An index used by pension funds for benchmarking shows returns from farmland holdings continue to decline. The Farmland Index maintained by the National Council of Real Estate Investment Fiduciaries (NCREIF) shows the total return for the third quarter was 1.02%. That is down from 1.63% the previous quarter and down from 1.40% a year earlier. The quarterly total was composed of 1.34% income return and depreciation of 0.31%.
After modest gains of 0.5% per quarter in the first half of the year, the income return strengthened in the third quarter, yet it’s still below its long-term average of 1.69%. Farmland values have been shifting between appreciation and depreciation each quarter since mid-2016 and, after 1.06% appreciation the previous quarter, experienced another quarter of slight depreciation.
Closing the Gap.
The gap between permanent and annual cropland continued to tighten in the third quarter with quarterly returns of 1.21% for permanent cropland and 0.89% for annual cropland. Permanent cropland outperformed for the quarter as its 1.95% income return offset 0.74% depreciation.
Annual cropland performance for the quarter was dominated by its income return with appreciation nearly flat, at 0.01%. During the trailing year, permanent cropland returned 7.98%, compared with 4.71% for annual cropland. Total returns for these two categories have less of a gap with annualized returns of 12.27% for permanent cropland and 10.50% for annual cropland.
All but one region had positive total returns in the third quarter, although half experienced depreciation. The Southern Plains (1.72%), Pacific West (1.52%) and Mountain States (1.28%) led regional performance for the quarter. Among these three, only the Pacific West had depreciation, which was offset by a 2.03% income return. The Corn Belt (0.88%) and Southeast (0.72%) had modest appreciation to support total returns, while depreciation in the Delta States (0.63%) and Pacific Northwest (0.26%) was a drag on mildly positive total returns.

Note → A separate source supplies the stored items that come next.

PR #1749, opened 2020-05-13
Show CrisisPrevention modal when necessary in Moments [Content warning: crisis and suicide keywords]

julianguyen:
# Description

Piggybacking off the awesome work @AlineRibeiro and @S-Warmenhoven did for the Resource Recommendations feature, I'm adding a `CrisisPrevention` modal that appears when users post Moments that meet the criteria for this. This modal will only appear to authors of Moments posts.

## More Details

I think we can do more to make this feature more robust and "intelligent", but for now, this modal will show up if certain keywords show up in their posts. It also only shows up for posts that are created or updated on the user's current day.

In the future, it would be great to revisit prior efforts we made in the past to do sentiment analysis.

A pretty easy sub-feature to add to this is could be the ability to dismiss this modal from appearing (on a per Moment basis) using localStorage. I don't think we need to save this to the database. But we could if we decide to follow-up with users who are in a crisis.

# Screenshots

May-12-2020 20-06-14

image

---

GIF of Squidward being Squidward


julianguyen:
@S-Warmenhoven Thanks for the feedback! 

Yeah, I think it would be great to include self-harm keywords as well. There's definitely more to self-harm than cutting, though that's a classic example. I think it would be great to do more research on this and make a follow-up pull request :)

app/services/resource_recommendations.rb
```diff
@@ -1,9 +1,14 @@
 # frozen_string_literal: true
 
+CRISIS_PREVENTION_TAGS = %w[
```
bmwachajr, line 3: Since this is being used across all locale, we might to expand this list of tags to cater for the other locales!

bmwachajr: Maybe we could abstract it into its own yaml with multiple translations.

spec/services/resource_recommendations_spec.rb
```diff
@@ -1,21 +1,19 @@
...
-    let(:moment) {FactoryBot.build(:moment,
-                                       name: 'SELF-INJURY@',
-                                       why: 'text',
-                                       fix: 'text' )}
+  let(:moment) { FactoryBot.build(:moment, name: 'SELF-INJURY@', why: 'text', fix: 'text' ) }
+  let(:current_user) { create(:user2) }
+  subject(:resources) { ResourceRecommendations.new(moment: moment, current_user: current_user).call}
 
-    subject(:resources) { ResourceRecommendations.new(moment).call}
+  describe 'A test for resources method from ResourceRecommendations class' do
```
bmwachajr, line 6: Could we add a spec for the crisis prevention modal, I believe this feature will grow.

AlineRibeiro:
It looks great to me. Thank you so much for sharing your code with us.

spec/services/resource_recommendations_spec.rb
julianguyen: Yes that is a good idea! I'll do that!

app/services/resource_recommendations.rb
julianguyen: Ah yes these have been translated to our other locales! But I could move these translation keys into it's own yaml. I think I'll revisit that in another PR if we end up adding a lot more. Thanks for bringing this up!

PR #1764, opened 2020-05-29
Changed BaseContainer to function component to use React Hooks

thesid01:
# Description
I have Changed the Basecontainer Class component to functional component in order to use React Hooks


julianguyen:
@thesid01  Sorry for the delayed response! Taking a look now, it's been a very busy few weeks for me.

The only negative regional quarterly total return was in the Lake States, at -1.54%, which had a modest income return and 1.86% depreciation.

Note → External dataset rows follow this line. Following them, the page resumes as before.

PR #1773, opened 2020-06-06
Changed class to function for using hooks

thesid01:
# Description
I have Changed the Notification Class component to functional component in order to use React Hooks

## More Details
This error was there when converting class to function so **I made notifications, alreadyMounted, and open variable in state optiona**l.

Annotation 2020-06-06 160237


client/app/widgets/Notifications/index.jsx
```diff
@@ -11,124 +11,128 @@ export type Props = {
...
   modalKey?: string,
   signedInKey?: number,
 };
 
-export class Notifications extends React.Component<Props, State> {
-  constructor(props: Props) {
-    super(props);
-    this.state = { notifications: '', alreadyMounted: false, open: false };
-  }
+export const Notifications = ({
```
julianguyen, line 21: So I think you're getting those errors you identified because of how you exported things.

You'll want to do something like [this](https://github.com/ifmeorg/ifme/blob/master/client/app/components/Modal/index.jsx#L174).

client/app/widgets/Notifications/index.jsx
```diff
@@ -11,124 +11,128 @@ export type Props = {
 };
 
 export type State = {
-  notifications: string,
-  alreadyMounted: boolean,
-  open: boolean,
+  notifications?: string,
```
julianguyen, line 14: I'm curious why these props became optional.

client/app/widgets/Notifications/index.jsx
```diff
@@ -11,124 +11,128 @@ export type Props = {
...
+}: Props, {
+  notifications, alreadyMounted, open, modalKey, signedInKey,
+}: State) => {
+  // error handle : notifications, alreadyMounted, open not defined
+  let newnotifications = notifications;
+  let newalreadyMounted = alreadyMounted;
+  let newopen = open;
+  if (!newnotifications) newnotifications = '';
+  if (!newalreadyMounted) newalreadyMounted = false;
+  if (!newopen) newopen = false;
```
julianguyen, line 32: I don't think you need lines 27-32.

client/app/widgets/Notifications/index.jsx
```diff
@@ -11,124 +11,128 @@ export type Props = {
...
-    this.setState({ signedInKey });
+  const setBody = (paramsNotifications: string[]) => {
+    let updatedNotifications = '';
+    paramsNotifications.forEach((item: string) => {
+      updatedNotifications += `<div>${item}</div>`;
+    });
+    setnotificationsState(updatedNotifications);
+  };
+
+  // eslint no-use-before-define: error
```
julianguyen, line 54: Can we avoid using this and just move this variable before?

client/app/widgets/Notifications/index.jsx
thesid01: I am removing these lines.

client/app/widgets/Notifications/index.jsx
thesid01: Ok I am changing this

client/app/widgets/Notifications/index.jsx
thesid01: These lines were because I did something wrong, and it created an error. I have resolved that error by making them optional I am looking into this.

client/app/widgets/Notifications/index.jsx
thesid01: Since setBosy function is used only once in fetchNotifications we can merge this function inside that function

client/app/widgets/Notifications/index.jsx
```diff
@@ -18,117 +18,122 @@ export type State = {
...
-    super(props);
-    this.state = { notifications: '', alreadyMounted: false, open: false };
-  }
+export const Notifications = ({
+  element,
+}: Props) => {
+  const [notifications, setnotifications] = useState('');
+  const [alreadyMounted, setalreadyMounted] = useState(false);
+  const [open, setopen] = useState(false);
+  const [signedInKey, setsignedInKey] = useState(0);
```
julianguyen, line 27: Since this value can be undefined, we can just initialize it to undefined by doing so `useState()`.
Same for `modalKey` below.

client/app/widgets/Notifications/index.jsx
julianguyen: I think we should keep them separate even though it's only used once. This makes understanding the logic easier since there's a lot going on in `setBody` already.

You can just change the ordering of these functions.

client/app/widgets/Notifications/index.jsx
thesid01: Yeah sure

client/app/widgets/Notifications/index.jsx
thesid01: Ok.

thesid01:
circleci build is failing but I haven't changed the logic or anything I am not getting why it is being failing. pusher-key is defined in meta I have checked through Inspect element.

client/app/widgets/Notifications/index.jsx
```diff
@@ -18,117 +18,122 @@ export type State = {
...
-    super(props);
-    this.state = { notifications: '', alreadyMounted: false, open: false };
-  }
+export const Notifications = ({
+  element,
+}: Props) => {
+  const [notifications, setnotifications] = useState('');
+  const [alreadyMounted, setalreadyMounted] = useState(false);
+  const [open, setopen] = useState(false);
+  const [signedInKey, setsignedInKey] = useState(undefined);
```
julianguyen, line 27: You can just call `useState()` to set it as `undefined` by default.

client/app/widgets/Notifications/index.jsx
```diff
@@ -18,117 +18,122 @@ export type State = {
...
+  const [modalKey, setmodalKey] = useState(undefined);
```
julianguyen, line 28: Same as above.

client/app/widgets/Notifications/index.jsx
```diff
@@ -18,117 +18,122 @@ export type State = {
...
+
+  const getPusherKey = (paramSignedInKey: number) => {
+    setsignedInKey(signedInKey);
     const metaPusherKey = Array.from(
       window.document.getElementsByTagName('meta'),
     ).filter((item) => item.getAttribute('name') === 'pusher-key')[0];
     const pusherKey = metaPusherKey.getAttribute('content');
     const pusher = new window.Pusher(pusherKey, { encrypted: true });
-    const channel = pusher.subscribe(`private-${signedInKey}`);
+    const channel = pusher.subscribe(`private-${paramSignedInKey}`);
```
julianguyen, line 55: Shouldn't this be `signedInKey`?

client/app/widgets/Notifications/index.jsx
julianguyen: This should be removed.

client/app/widgets/Notifications/index.jsx
```diff
@@ -45,90 +54,85 @@ export class Notifications extends React.Component<Props, State> {
     const channel = pusher.subscribe(`private-${signedInKey}`);
```
julianguyen, line 54: So the issue is that `signedInKey` can either be undefined or a number. If it's undefined, you can't do string interpolation of this value. So to bypass this type issue, I would just use `paramSignedInKey` directly (which should always be a number).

The NCREIF Farmland Index consists of 699 investment-grade farm properties, totaling $8.1 billion in value. These properties are composed of 465 annual cropland properties and 234 permanent farmland properties. The index includes 218 properties in the Pacific West, 163 in the Corn Belt, 80 in the Delta States, 66 in the Mountain States, 57 in the Pacific Northwest, 41 in the Southeast, 36 in the Lake States and 20 in the Southern Plains.